PR #320, opened 2026-07-29
fix: improve large subnet scan reliability

### LINKED ISSUE #319: Improve large-network scanning with staged TCP probing
### Problem

  asic-rs scans become unreliable under high concurrency. On a /22 network:

  - Nmap found 478 hosts with ports 80 or 4028 open in 18 seconds.
  - asic-rs found 461 miners with concurrency 64 and a 10-second timeout, but took 9 minutes.
  - Higher concurrency was faster but missed many devices.
  - Retrying misses at lower concurrency recovered most devices.

  Address concurrency can also produce multiple simultaneous HTTP/RPC requests per host, increasing the actual network load.

  ### Proposal

  Use a two-stage scan:

  1. Concurrently probe miner TCP ports with a short timeout and dedicated concurrency limit.
  2. Run application-level identification only on responsive hosts, using a lower independent concurrency limit.

  The scanner should distinguish between:

  - Identified miners.
  - TCP-responsive but unidentified hosts.
  - Unresponsive hosts.

  The existing port check is not ideal for this because it checks ports sequentially and acts as a hard gate.

Before selecting defaults, I can benchmark probe timeout, probe concurrency, identification concurrency, and retries across repeated scans and select some statistically supported values to minimize time to detect all miners on the large network through a vpn (which is a common use case) 

---

 Would this design fit MinerFactory, or is another separate scanner abstraction preferred?

DanNicolau:
Closes #319 

## Summary

  - Fixed connectivity retry semantics.
  - Probe all four ports concurrently rather than sequentially.
  - Complete TCP probing across the range before starting identification.
  - Use separate TCP and identification concurrency limits.
  - Correct connectivity_retries, which previously acted more like a boolean gate and did not perform the configured number of
    attempts.
  - Added separate TCP/identification concurrency, timeout, retry, and strict-gating controls.
  - Set measured defaults: TCP 256/500 ms, identification 128/3 s, construction 5 s, no retries.
  - Probe common miner ports concurrently and stream identifications as they finish.
  - Added HTTP request deadlines and a miner-construction deadline.
  - Added matching Rust/Python builder APIs and documentation.

 ## Performance

11.7s to scan a /22 subnet with 441 target devices

  ## Reliability considerations

  The initial benchmark ran Nmap immediately before each test, which warmed neighbor and ARP state. Cold end-to-end scans demonstrated that
  TCP probing could still miss responsive miners transiently. For this reason, TCP results are not a hard exclusion by default.

  Strict filtering is still available for callers that prefer minimum scan time and can tolerate possible false negatives.

  ## Validation

  - cargo test -p asic-rs
  - All asic-rs doctests
  - cargo clippy -p asic-rs --all-targets --all-features -- -D warnings
  - Python builder methods and type stubs updated
  - End-to-end validation on the target /22 network


b-rowan:
50 seconds to scan a /22 seems really high to me?  Gotta be some way to improve past that...

DanNicolau:
Yeah, I'm not thrilled about that result either (it's closer to 2m with the tcp probe and the miner discovery added together). I'll move it from a draft once I get something I think is effective.

b-rowan:
Not sure if its just me or what, scanning a local network, /20 subnet (~4k addresses), it seems to have no consistency issues AFTER an initial run.  For some reason that first run just wants to miss stuff.  Is there anything we can do to make the ARP table less garbage at its job?

DanNicolau:
I also do see significant improvements once the ARP table/cache starts getting filled out.

b-rowan:
Some sloppified suggestions, maybe somewhere to start looking.   I have curated out the irrelevant ones, but some things to look into here possibly.


---

## Scan reliability and concurrency findings

After reviewing `factory.rs`, the relevant issues are:

### Confirmed issues

1. **`connectivity_retries` does not perform retries**

   The current check only determines whether the configured value is greater than one. Regardless of the configured value, each port is probed at most once.

   This can cause false negatives during transient packet loss, initial ARP resolution, or network congestion.

2. **Sequential port checks can be slow, while parallel checks could amplify concurrency**

   Ports `80`, `4028`, `4029`, and `8889` are checked sequentially, with an early return after the first successful connection.

   The early-return behavior is intentional, but on an unreachable or filtered host, each timeout is incurred in sequence. With the default one-second timeout, a host can take roughly four seconds to reject.

   Simply checking all ports concurrently would improve latency but could multiply the number of simultaneous connections by four. A globally bounded or staggered port race may provide a better balance.

### Possible contributing issues

3. **The configured concurrency limit applies to hosts, not individual connections**

   `buffer_unordered` limits the number of hosts being scanned, but each responsive host can then execute multiple discovery commands concurrently.

   As a result, the actual number of active sockets may be several times higher than the configured host concurrency. The existing file-descriptor estimate accounts for some fan-out, but it does not enforce a hard socket limit.

   Possible changes include:

   * Reducing the default host concurrency.
   * Adding a separate global connection semaphore.
   * Deriving the host limit from the number of expected connections per host.

4. **There is no connection-start rate limit**

   A large concurrency value allows many connections—and potentially many ARP requests—to begin in a short burst.

   Even when the scanner has sufficient file descriptors, this can overload network queues, neighbor discovery, firewalls, or embedded devices and lead to intermittent false negatives.

   A connection-rate limiter may improve accuracy without substantially reducing throughput.

### Lower-priority follow-ups

5. **Discovery configuration is rebuilt for each responsive host**

   The firmware registry and deduplicated discovery-command set could be calculated once per scan and shared between host scans. This would reduce allocations and repeated setup work, though it is unlikely to be the main cause of the current scanning problem.

6. **HTTP discovery responses are read without an explicit size limit**

   Reading the complete response is useful for some device identification methods, but unrelated web services could return large responses. A configurable or sufficiently generous response limit may be worth considering.

## Suggested initial changes

The highest-priority change is to fix `connectivity_retries` so it performs the configured number of attempts.

After that, testing should compare:

* Lower host concurrency.
* A separate global socket limit.
* Staggered or bounded concurrent port checks.
* A connection-start rate limit.

Metrics for timeouts, refused connections, unreachable hosts, resource errors, and retry recoveries would help determine whether missed devices are caused by transient network loss or local resource exhaustion.

b-rowan:
Maybe also worth looking at the relevant scanning section from btctools, it seems pretty consistent.

https://github.com/btccom/libbtctools/blob/master/src/miner/MinerScanner.cpp

DanNicolau:
I'll take a look, I appreciate the direction.

DanNicolau:
Benchmarks significantly improved with these defaults, and changes to the tcp retries. Sometimes on a cold network scan it will drop considerable miners, but I don't see a simple way to get around that. In this test environment over a vpn to another farm the ARP caching happens downstream so just running it again is the best I can do.

I found that there was a potential unlimited wait for certain umcos endpoints for the identification stage, and those now time out. I was unable to reproduce those situations running repeated scans for 6 hours but it's the only place I see the potential for multi-minute scans to get stuck.

Probably best for other issues so I didn't include the changes here:
- global semaphore -- right now because we parallelize the tcp-probe ports (which has an observable benefit rather than serializing all the ports) we can spawn more connections than our tcp concurrency. to be more correct we would probably need to take connections from a global semaphore.
- connection start rate limiting -- I couldn't isolate this from ARP table warming up downstream so it may or may not have a benefit. It is probably also dependent on downstream networking hardware.

---

## Update summary

  ### Updated defaults

  - TCP probe concurrency: 256 addresses
  - Firmware-identification concurrency: 128 hosts
  - TCP probe timeout: 500 ms
  - TCP retries: 0 additional attempts
  - Identification retries: 1 additional attempt
  - Identification retry concurrency: 8
  - Identification retry backoff: 250 ms
  - Strict TCP filtering enabled by default
  - Firmware-identification timeout: 3 seconds
  - Miner-construction timeout: 5 seconds
  - Discovery HTTP connect timeout: 2 seconds
  - Discovery HTTP total timeout: 3 seconds

  TCP ports 80, 4028, 4029, and 8889 are checked concurrently for each address. TCP probing and firmware identification remain separate bounded stages.

  The connectivity retry behavior was corrected so that configuring zero retries still performs the initial TCP attempt.

  APIs.

  ### Benchmark results

  Testing used a routed /22 network with approximately 461 supported devices.

  The selected configuration consistently found 460 devices in five consecutive end-to-end release scans, completing in approximately 19.6–21.5 seconds.

  Identification concurrency remained above 99% recall through 256, but degraded at higher values:

   Concurrency    Mean detected    Minimum recall    Mean duration
  ━━━━━━━━━━━━━  ━━━━━━━━━━━━━━━  ━━━━━━━━━━━━━━━━  ━━━━━━━━━━━━━━━
           128            460.0            99.78%           20.5 s
  ─────────────  ───────────────  ────────────────  ───────────────
           256            460.0            99.78%           20.8 s
  ─────────────  ───────────────  ────────────────  ───────────────
           320            459.3            99.57%           36.7 s
  ─────────────  ───────────────  ────────────────  ───────────────
           384            457.0            97.83%           22.3 s

  A separate TCP-probe benchmark produced 100% recall across five runs at concurrency 256 and averaged approximately 1.58 seconds. Misses began appearing at concurrency 478.

  Latency measurements across roughly 4,500 successful device constructions supported the new timeout bounds. Miner construction had a p99.9 of approximately 2.7 seconds and a maximum of approximately 3.0 seconds, leaving meaningful
  headroom beneath the five-second deadline.

  A global socket semaphore and connection-start rate limiter were not added. The current evidence did not isolate connection-start rate as a problem independently of network and neighbour-cache warm-up effects.

  ### Validation

  - 9 unit tests passed
  - 10 doctests passed
  - Strict Clippy passed with warnings denied
  - Formatting and diff checks passed
  - Repeated end-to-end validation completed on the target /22 network

DanNicolau:
I'd also like some input on the desired scope of PRs. I can subdivide PRs into more atomic changes like update constants, make tcp port scan parallel etc if that would make review easier. In my head these are all scan improvements so they belong together.

These current changes are full of AI slop so I still have to review them before I take this out of draft -- but I am happy with what the benchmarking shows.

src/factory.rs
```diff
@@ -29,19 +29,23 @@ use ipnet::IpNet;
...
-const IDENTIFICATION_TIMEOUT: Duration = Duration::from_secs(10);
-const CONNECTIVITY_TIMEOUT: Duration = Duration::from_secs(1);
-const CONNECTIVITY_RETRIES: u32 = 3;
+const IDENTIFICATION_TIMEOUT: Duration = Duration::from_secs(3);
+const MINER_CONSTRUCTION_TIMEOUT: Duration = Duration::from_secs(5);
+const IDENTIFICATION_CONCURRENCY: usize = 128;
+const CONNECTIVITY_TIMEOUT: Duration = Duration::from_millis(500);
+const CONNECTIVITY_RETRIES: u32 = 0;
+const CONNECTIVITY_CONCURRENCY: usize = 256;
+const CONNECTIVITY_RETRY_CONCURRENCY: usize = 64;
```
b-rowan, line 38: I feel like these should use the same semaphore as the base on right?  Basically just scope the semaphore around the full loop w/ retries?

src/factory.rs
```diff
@@ -29,19 +29,23 @@ use ipnet::IpNet;
...
+const CONNECTIVITY_RETRY_BACKOFF: Duration = Duration::from_millis(100);
+const SCAN_RETRIES: u32 = 0;
+const SCAN_RETRY_BACKOFF: Duration = Duration::from_millis(250);
+const IDENTIFICATION_RETRY_CONCURRENCY: usize = 8;
```
b-rowan, line 42: Same as above, scope the semaphore to include the retry loop.

src/factory.rs
```diff
@@ -29,19 +29,23 @@ use ipnet::IpNet;
...
 
 fn calculate_optimal_concurrency(ip_count: usize) -> usize {
-    match ip_count {
-        0..=1000 => 1000,
-        1001..=5000 => 2500,
-        5001..=10000 => 5000,
-        _ => 10000,
-    }
+    ip_count.clamp(1, IDENTIFICATION_CONCURRENCY)
 }
```
b-rowan, line 49: Can probably drop this if using a constant value?  Just use clamp inline if needed.

src/factory.rs
```diff
@@ -50,6 +54,10 @@ fn calculate_desired_nofile_limit(concurrency: usize) -> u64 {
         .max(MIN_NOFILE_LIMIT)
 }
 
+fn calculate_retry_concurrency(concurrency: usize) -> usize {
+    concurrency.clamp(1, IDENTIFICATION_RETRY_CONCURRENCY)
+}
```
b-rowan, line 59: Same thing here, fine to inline this.

src/factory.rs
```diff
@@ -60,6 +68,40 @@ async fn check_port_open(ip: IpAddr, port: u16, connectivity_timeout: Duration)
...
+async fn probe_ip_batch(
+    ips: Vec<IpAddr>,
+    connectivity_timeout: Duration,
+    concurrency: usize,
+) -> (Vec<IpAddr>, Vec<IpAddr>) {
+    let mut reachable = Vec::new();
+    let mut unreachable = Vec::new();
+    let mut probes = stream::iter(ips)
+        .map(|ip| async move { (ip, check_miner_ports(ip, connectivity_timeout).await) })
+        .buffer_unordered(concurrency.max(1));
```
b-rowan, line 93: Hardcoded max 1 concurrent here?

src/factory.rs
```diff
@@ -278,25 +365,26 @@ impl Default for MinerFactory {
...
+            if attempt > 0 {
+                let multiplier = 1_u32 << (attempt - 1).min(10);
+                tokio::time::sleep(self.connectivity_retry_backoff.saturating_mul(multiplier))
+                    .await;
             }
-            if check_port_open(ip, 8889, self.connectivity_timeout).await {
+            if check_miner_ports(ip, self.connectivity_timeout).await {
                 return self.get_miner(ip).await;
             }
         }
```
b-rowan, line 381: Could wrap this whole check in the factory global semaphore?

src/factory.rs
```diff
@@ -688,6 +888,120 @@ impl MinerFactory {
...
+                    Arc::clone(&factory),
+                    unreachable,
+                    identification_concurrency,
+                ));
+                while let Some(outcome) = fallback.next().await {
+                    yield outcome;
+                }
+            }
+        })
+    }
```
b-rowan, line 1003: Pretty complex function with stacking the retries in this way, I really feel like retries should be consolidated with the initial request, just to aggregate some of the different variables and flatten this out a bit.

b-rowan (changes requested):
Concept seems fine, but I think we just end up falling back to more tuning of default parameters.  The novel part here to me is introducing the backoff logic and fixing some places with missing timeouts, but I would like to try to consolidate some of those variables if possible.  Tried to note places where this seems possible, let me know if you have any questions...

DanNicolau:
Closing this and will be superceded by more focused PRs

____________________

■ The task
Looking at the material above, say how many of its lines include "multiplier", and give nothing besides the number.

■ Task response
2